El microcentro mendocino transita el inicio de una reforma estructural con el objetivo busca devolverle la vitalidad que cedió frente a los centros de compras de la periferia y la desolación identificada en determinados horarios. Transcurrido el primer mes desde la entrada en vigencia del nuevo Código de Edificación, la Municipalidad de la Ciudad de Mendoza puso el foco sobre un actor clave de la trama urbana: las playas de estacionamiento de vehículos.

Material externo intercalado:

Issue #365, opened 2019-01-10
How should we deal with Deprecated events


mbernard:
It would be nice to have a way to tell the consumer  that an event version is now deprecated or will be in the futur
That way, they can subscribe to a new version of the event.

Do you think this should be part of an extension?

Tapppi:
I think an extension would be appropriate to address the acute issue and then we can see where it goes. A normalised way of notifying consumers of deprecation "on the line" would obviously help them set up alerts on deprecations more easily, even if all producers don't support the extension (at all or in the same exact way). The downside, or worry, is that we would prescribe too much convention before the _"broader solution"_ @duglin referred to gets even a chance of trying to formulate something in this area.

Because of the fine line we'd have to walk here, I think the extension should be merely a well-known, but loosely defined, attribute. More formally, the extension:
* should define a common attribute for signalling deprecation
* should not require prescribed meaningful content for the attribute
* could define a way of discerning different content, for example through an auxiliary attribute similar to [the `sequenceType` of the sequence extension](https://github.com/cloudevents/spec/blob/master/extensions/sequence.md#sequencetype).

duglin:
of those who spoke up, it seems an extension might be the preferred choice (if we do anything). Would someone want to take a stab at a PR to force the discussion/decision?

Tapppi:
@duglin I'll try to make a proposal for an extension, but we'll see whether I have cycles before next weeks call.

duglin:
@Tapppi thanks a ton!!

duglin:
@Tapppi or anyone else... still interested in this?

duglin:
I'm going to suggest we close this since no one seems to have any interest in coming up with a proposal.  Please speak-up before Thursday if you'd like to see it remain open

duglin:
Agreed to close this on the 10/10 call

PR #382, opened 2019-01-30
Deprecation extension proposal

Tapppi:
A draft of an extension defining attributes indicating deprecation of events or properties/versions/schemas etc. I don't feel particularly strong about anything in the draft, except the general direction of leaving things open-ended for development with actual use-cases instead of prescribing specifics. See #365 for more discussion.

Ideas:
* Comment explicitly on middleware and their role in signaling deprecation (of delivery method etc.). I feel like this is so-so on "prescribing specifics"
* Elaborate on versioning by linking to [primer section on versioning]() for the benefit of giving an idea of how this field and versioning might together provide a way to evolve events. Might simplify description of what this field is meant to mean to deprecate (anything) and instead point to primer.

### DIFF
--- a/extensions/deprecation.md
+++ b/extensions/deprecation.md
@@ -1,0 +1,36 @@
+# Deprecation
+
+This extension defines two attributes that can be included within a CloudEvent
+to indicate the deprecation of the event, delivery method, format or other
+properties, such as the `schemaUrl`.
+
+The `deprecated` attribute indicates deprecation of the event delivery. The
+exact value and meaning of this attribute can be defined by the
+`deprecatedType` attribute. As the specification of the attributes is left
+intentionally open-ended, event consumers will need to have some out-of-band
+communication with the event producer to understand how to interpret the value
+of the attribute.
+
+Event producers should use established or well-known patterns to facilitate
+integration. In addition to or instead of integrating specific patterns,
+consumers can also choose to alert on deprecation and rely on human
+intervention.
+
+## Attributes
+
+### deprecated
+* Type: `String`
+* Description: Value indicating the deprecation of the delivery of these events
+* Constraints
+  * REQUIRED
+  * MUST be a non-empty string
+  * RECOMMENDED to provide information on type and timeline of deprecation and
+    a way to find more information
+
+### deprecatedType
+* Type: `String`
+* Description: Used to specify the format and meaning of the `deprecated`
+  attribute
+* Constraints:
+  * OPTIONAL
+  * If present, MUST be a non-empty string


duglin:
Can you provide an example in the doc?

extensions/deprecation.md
```diff
@@ -0,0 +1,36 @@
+# Deprecation
+
+This extension defines two attributes that can be included within a CloudEvent
+to indicate the deprecation of the event, delivery method, format or other
+properties, such as the `schemaUrl`.
```
cneijenhuis:
```suggestion
properties, such as the `schemaurl`.
```

extensions/deprecation.md
```diff
@@ -0,0 +1,36 @@
...
+
+The `deprecated` attribute indicates deprecation of the event delivery. The
+exact value and meaning of this attribute can be defined by the
+`deprecatedType` attribute. As the specification of the attributes is left
```
cneijenhuis:
```suggestion
`deprecatedtype` attribute. As the specification of the attributes is left
```

extensions/deprecation.md
```diff
@@ -0,0 +1,36 @@
...
+### deprecated
+* Type: `String`
+* Description: Value indicating the deprecation of the delivery of these events
+* Constraints
+  * REQUIRED
+  * MUST be a non-empty string
+  * RECOMMENDED to provide information on type and timeline of deprecation and
+    a way to find more information
+
+### deprecatedType
```
cneijenhuis:
```suggestion
### deprecatedtype
```

duglin:
Can you include an example in there to help people understand what kind of strings will be used?

duglin:
@Tapppi did you want to address the comments or wait for some discussion during the call?

clemensv:
When I look at this through a code lens, for example drawing a parallel to the [Obsolete] attribute in C# or the @Deprecated annotation in Java, then I absolutely get the intent, but when I think about an attribute rendered in an encoding that hits the wire, I'm not sure what that extension gives me.

I either receive an attribute or I don't. On the wire and between the code of apps, that choice is typically binary.

This proposal seems to introduce a "you might not get this value tomorrow, but here you have it anyways" middle ground and I don't know what running code is going to do with it? Shall it write a warning into the log? What if I don't even care about the particular attribute, but the publisher includes it and the deprecation note anyways? Can a publisher flood my log that way?

evankanderson:
Additionally, it seems as though the schemaURL might be the correct place to report field information, rather than within each message (which will likely lead to a lot of overhead and duplication, and is unlikely to be useful directly within the consuming code).

duglin:
@Tapppi What's the status of this one? There seems to be open comments

duglin:
Two things...
1 - @Tapppi - did you want to make the edits suggested by @cneijenhuis ? They seems minor/accurate
2 - what does the group think about this extension?

duglin:
@Tapppi what's the status of this one?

Uno de los cambios más visibles y de mayor impacto radica en la obligación de incluir locales comerciales en el frente de los edificios de cocheras y playas de estacionamiento. Con la meta de eliminar de forma definitiva los denominados “puntos ciegos” y fomentar calles más vivas, la norma establece que los edificios de cocheras cubiertas deberán tener locales en todo su frente.

En tanto, las playas de estacionamiento públicas al aire libre tendrán que destinar el 70% de su fachada a fines comerciales. En ambos casos, las estructuras deberán contar con una profundidad mínima de 5 metros orientada a la vereda.

¿Adecuación inmediata? Los plazos y la letra chica del código

La reconfiguración del sector despertó interrogantes inmediatos entre los propietarios y administradores respecto a la retroactividad de la norma. En diálogo con El Sol, la secretaria de Ambiente y Desarrollo Urbano de la Capital, Eva González, aclaró el criterio de aplicación oficial.

“Al que ya tiene la cochera no se le puede exigir porque él ya tuvo la cochera y ya la adquirió. En ese caso no hemos puesto que todos se van a tener que ajustar a la norma. Pero ante cualquier cambio, tiene que hacerlo”, precisó la funcionaria.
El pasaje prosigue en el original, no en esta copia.